WHAT IS EXPECTED:
Exact repetition of the data below is required.

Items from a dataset

>>

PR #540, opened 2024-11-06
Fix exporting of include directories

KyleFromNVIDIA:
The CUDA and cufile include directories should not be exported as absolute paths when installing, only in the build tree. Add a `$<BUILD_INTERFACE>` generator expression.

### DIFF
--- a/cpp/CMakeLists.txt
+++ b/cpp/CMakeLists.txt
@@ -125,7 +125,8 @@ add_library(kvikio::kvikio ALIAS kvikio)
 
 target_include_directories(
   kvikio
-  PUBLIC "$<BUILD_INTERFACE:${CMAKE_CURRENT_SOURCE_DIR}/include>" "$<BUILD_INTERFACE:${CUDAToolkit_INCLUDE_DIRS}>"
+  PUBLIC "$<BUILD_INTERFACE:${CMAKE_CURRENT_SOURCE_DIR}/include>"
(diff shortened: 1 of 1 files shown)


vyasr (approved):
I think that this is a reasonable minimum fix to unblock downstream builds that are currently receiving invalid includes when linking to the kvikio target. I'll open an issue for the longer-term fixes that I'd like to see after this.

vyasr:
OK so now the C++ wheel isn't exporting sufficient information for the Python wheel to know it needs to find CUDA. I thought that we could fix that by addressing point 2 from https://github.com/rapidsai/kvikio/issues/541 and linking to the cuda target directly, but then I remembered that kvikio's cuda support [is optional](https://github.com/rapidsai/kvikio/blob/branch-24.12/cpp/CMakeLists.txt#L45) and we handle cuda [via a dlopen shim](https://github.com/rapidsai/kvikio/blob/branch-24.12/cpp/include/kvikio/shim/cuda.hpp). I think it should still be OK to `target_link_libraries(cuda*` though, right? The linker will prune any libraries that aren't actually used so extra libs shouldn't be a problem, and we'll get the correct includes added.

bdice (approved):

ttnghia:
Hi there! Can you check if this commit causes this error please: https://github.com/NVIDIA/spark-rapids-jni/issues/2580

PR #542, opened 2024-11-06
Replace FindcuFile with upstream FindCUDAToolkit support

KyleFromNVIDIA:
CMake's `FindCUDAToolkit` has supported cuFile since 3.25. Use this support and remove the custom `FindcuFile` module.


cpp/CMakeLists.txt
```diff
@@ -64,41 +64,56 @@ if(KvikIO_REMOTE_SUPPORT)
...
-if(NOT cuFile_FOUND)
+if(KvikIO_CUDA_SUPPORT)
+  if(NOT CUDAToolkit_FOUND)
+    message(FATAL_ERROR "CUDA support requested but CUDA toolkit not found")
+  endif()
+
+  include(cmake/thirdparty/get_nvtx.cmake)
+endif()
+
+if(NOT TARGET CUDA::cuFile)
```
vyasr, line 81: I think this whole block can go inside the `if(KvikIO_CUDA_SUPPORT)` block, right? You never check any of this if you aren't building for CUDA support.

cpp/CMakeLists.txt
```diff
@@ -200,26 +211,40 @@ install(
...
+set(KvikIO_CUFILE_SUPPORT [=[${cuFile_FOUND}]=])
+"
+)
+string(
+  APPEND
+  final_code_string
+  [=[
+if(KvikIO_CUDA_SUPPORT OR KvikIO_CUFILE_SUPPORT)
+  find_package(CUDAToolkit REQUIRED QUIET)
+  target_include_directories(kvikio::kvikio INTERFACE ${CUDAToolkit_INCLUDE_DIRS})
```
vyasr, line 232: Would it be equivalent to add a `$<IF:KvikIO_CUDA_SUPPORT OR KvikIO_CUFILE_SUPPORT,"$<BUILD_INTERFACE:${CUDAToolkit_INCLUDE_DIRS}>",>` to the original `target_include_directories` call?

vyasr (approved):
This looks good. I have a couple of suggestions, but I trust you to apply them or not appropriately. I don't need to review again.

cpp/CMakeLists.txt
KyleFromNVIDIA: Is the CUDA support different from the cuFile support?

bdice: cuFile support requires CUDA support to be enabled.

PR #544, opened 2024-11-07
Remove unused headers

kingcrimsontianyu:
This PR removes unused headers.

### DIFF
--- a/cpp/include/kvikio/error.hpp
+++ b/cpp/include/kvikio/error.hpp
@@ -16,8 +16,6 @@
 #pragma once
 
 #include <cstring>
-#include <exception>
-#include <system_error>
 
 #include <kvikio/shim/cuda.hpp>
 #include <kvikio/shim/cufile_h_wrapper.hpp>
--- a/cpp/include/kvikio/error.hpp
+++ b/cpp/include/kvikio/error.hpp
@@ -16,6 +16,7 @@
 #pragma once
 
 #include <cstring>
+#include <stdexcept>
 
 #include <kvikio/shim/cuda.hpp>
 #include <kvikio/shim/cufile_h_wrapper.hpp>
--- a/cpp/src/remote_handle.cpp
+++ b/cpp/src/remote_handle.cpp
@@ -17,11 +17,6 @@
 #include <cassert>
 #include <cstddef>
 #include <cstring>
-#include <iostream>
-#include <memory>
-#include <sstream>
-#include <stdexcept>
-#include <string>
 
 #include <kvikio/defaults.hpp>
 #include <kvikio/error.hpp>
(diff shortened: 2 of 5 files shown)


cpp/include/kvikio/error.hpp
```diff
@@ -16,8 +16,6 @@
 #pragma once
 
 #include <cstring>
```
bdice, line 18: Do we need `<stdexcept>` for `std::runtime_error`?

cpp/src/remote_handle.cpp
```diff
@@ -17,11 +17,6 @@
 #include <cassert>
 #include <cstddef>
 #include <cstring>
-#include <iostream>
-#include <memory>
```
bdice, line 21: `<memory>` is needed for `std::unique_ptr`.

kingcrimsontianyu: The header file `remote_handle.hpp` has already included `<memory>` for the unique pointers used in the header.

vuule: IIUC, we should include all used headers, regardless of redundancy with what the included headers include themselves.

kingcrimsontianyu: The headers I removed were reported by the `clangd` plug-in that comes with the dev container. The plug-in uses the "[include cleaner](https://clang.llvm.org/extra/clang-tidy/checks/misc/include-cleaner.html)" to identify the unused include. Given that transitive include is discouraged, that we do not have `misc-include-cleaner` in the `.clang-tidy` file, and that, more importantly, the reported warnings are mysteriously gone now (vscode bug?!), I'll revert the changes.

<<

REPLY TO THE TASK:
PR #540, opened 2024-11-06
Fix exporting of include directories

KyleFromNVIDIA:
The CUDA and cufile include directories should not be exported as absolute paths when installing, only in the build tree. Add a `$<BUILD_INTERFACE>` generator expression.

### DIFF
--- a/cpp/CMakeLists.txt
+++ b/cpp/CMakeLists.txt
@@ -125,7 +125,8 @@ add_library(kvikio::kvikio ALIAS kvikio)
 
 target_include_directories(
   kvikio
-  PUBLIC "$<BUILD_INTERFACE:${CMAKE_CURRENT_SOURCE_DIR}/include>" "$<BUILD_INTERFACE:${CUDAToolkit_INCLUDE_DIRS}>"
+  PUBLIC "$<BUILD_INTERFACE:${CMAKE_CURRENT_SOURCE_DIR}/include>"
(diff shortened: 1 of 1 files shown)


vyasr (approved):
I think that this is a reasonable minimum fix to unblock downstream builds that are currently receiving invalid includes when linking to the kvikio target. I'll open an issue for the longer-term fixes that I'd like to see after this.

vyasr:
OK so now the C++ wheel isn't exporting sufficient information for the Python wheel to know it needs to find CUDA. I thought that we could fix that by addressing point 2 from https://github.com/rapidsai/kvikio/issues/541 and linking to the cuda target directly, but then I remembered that kvikio's cuda support [is optional](https://github.com/rapidsai/kvikio/blob/branch-24.12/cpp/CMakeLists.txt#L45) and we handle cuda [via a dlopen shim](https://github.com/rapidsai/kvikio/blob/branch-24.12/cpp/include/kvikio/shim/cuda.hpp). I think it should still be OK to `target_link_libraries(cuda*` though, right? The linker will prune any libraries that aren't actually used so extra libs shouldn't be a problem, and we'll get the correct includes added.

bdice (approved):

ttnghia:
Hi there! Can you check if this commit causes this error please: https://github.com/NVIDIA/spark-rapids-jni/issues/2580

PR #542, opened 2024-11-06
Replace FindcuFile with upstream FindCUDAToolkit support

KyleFromNVIDIA:
CMake's `FindCUDAToolkit` has supported cuFile since 3.25. Use this support and remove the custom `FindcuFile` module.


cpp/CMakeLists.txt
```diff
@@ -64,41 +64,56 @@ if(KvikIO_REMOTE_SUPPORT)
...
-if(NOT cuFile_FOUND)
+if(KvikIO_CUDA_SUPPORT)
+  if(NOT CUDAToolkit_FOUND)
+    message(FATAL_ERROR "CUDA support requested but CUDA toolkit not found")
+  endif()
+
+  include(cmake/thirdparty/get_nvtx.cmake)
+endif()
+
+if(NOT TARGET CUDA::cuFile)
```
vyasr, line 81: I think this whole block can go inside the `if(KvikIO_CUDA_SUPPORT)` block, right? You never check any of this if you aren't building for CUDA support.

cpp/CMakeLists.txt
```diff
@@ -200,26 +211,40 @@ install(
...
+set(KvikIO_CUFILE_SUPPORT [=[${cuFile_FOUND}]=])
+"
+)
+string(
+  APPEND
+  final_code_string
+  [=[
+if(KvikIO_CUDA_SUPPORT OR KvikIO_CUFILE_SUPPORT)
+  find_package(CUDAToolkit REQUIRED QUIET)
+  target_include_directories(kvikio::kvikio INTERFACE ${CUDAToolkit_INCLUDE_DIRS})
```
vyasr, line 232: Would it be equivalent to add a `$<IF:KvikIO_CUDA_SUPPORT OR KvikIO_CUFILE_SUPPORT,"$<BUILD_INTERFACE:${CUDAToolkit_INCLUDE_DIRS}>",>` to the original `target_include_directories` call?

vyasr (approved):
This looks good. I have a couple of suggestions, but I trust you to apply them or not appropriately. I don't need to review again.

cpp/CMakeLists.txt
KyleFromNVIDIA: Is the CUDA support different from the cuFile support?

bdice: cuFile support requires CUDA support to be enabled.

PR #544, opened 2024-11-07
Remove unused headers

kingcrimsontianyu:
This PR removes unused headers.

### DIFF
--- a/cpp/include/kvikio/error.hpp
+++ b/cpp/include/kvikio/error.hpp
@@ -16,8 +16,6 @@
 #pragma once
 
 #include <cstring>
-#include <exception>
-#include <system_error>
 
 #include <kvikio/shim/cuda.hpp>
 #include <kvikio/shim/cufile_h_wrapper.hpp>
--- a/cpp/include/kvikio/error.hpp
+++ b/cpp/include/kvikio/error.hpp
@@ -16,6 +16,7 @@
 #pragma once
 
 #include <cstring>
+#include <stdexcept>
 
 #include <kvikio/shim/cuda.hpp>
 #include <kvikio/shim/cufile_h_wrapper.hpp>
--- a/cpp/src/remote_handle.cpp
+++ b/cpp/src/remote_handle.cpp
@@ -17,11 +17,6 @@
 #include <cassert>
 #include <cstddef>
 #include <cstring>
-#include <iostream>
-#include <memory>
-#include <sstream>
-#include <stdexcept>
-#include <string>
 
 #include <kvikio/defaults.hpp>
 #include <kvikio/error.hpp>
(diff shortened: 2 of 5 files shown)


cpp/include/kvikio/error.hpp
```diff
@@ -16,8 +16,6 @@
 #pragma once
 
 #include <cstring>
```
bdice, line 18: Do we need `<stdexcept>` for `std::runtime_error`?

cpp/src/remote_handle.cpp
```diff
@@ -17,11 +17,6 @@
 #include <cassert>
 #include <cstddef>
 #include <cstring>
-#include <iostream>
-#include <memory>
```
bdice, line 21: `<memory>` is needed for `std::unique_ptr`.

kingcrimsontianyu: The header file `remote_handle.hpp` has already included `<memory>` for the unique pointers used in the header.

vuule: IIUC, we should include all used headers, regardless of redundancy with what the included headers include themselves.

kingcrimsontianyu: The headers I removed were reported by the `clangd` plug-in that comes with the dev container. The plug-in uses the "[include cleaner](https://clang.llvm.org/extra/clang-tidy/checks/misc/include-cleaner.html)" to identify the unused include. Given that transitive include is discouraged, that we do not have `misc-include-cleaner` in the `.clang-tidy` file, and that, more importantly, the reported warnings are mysteriously gone now (vscode bug?!), I'll revert the changes.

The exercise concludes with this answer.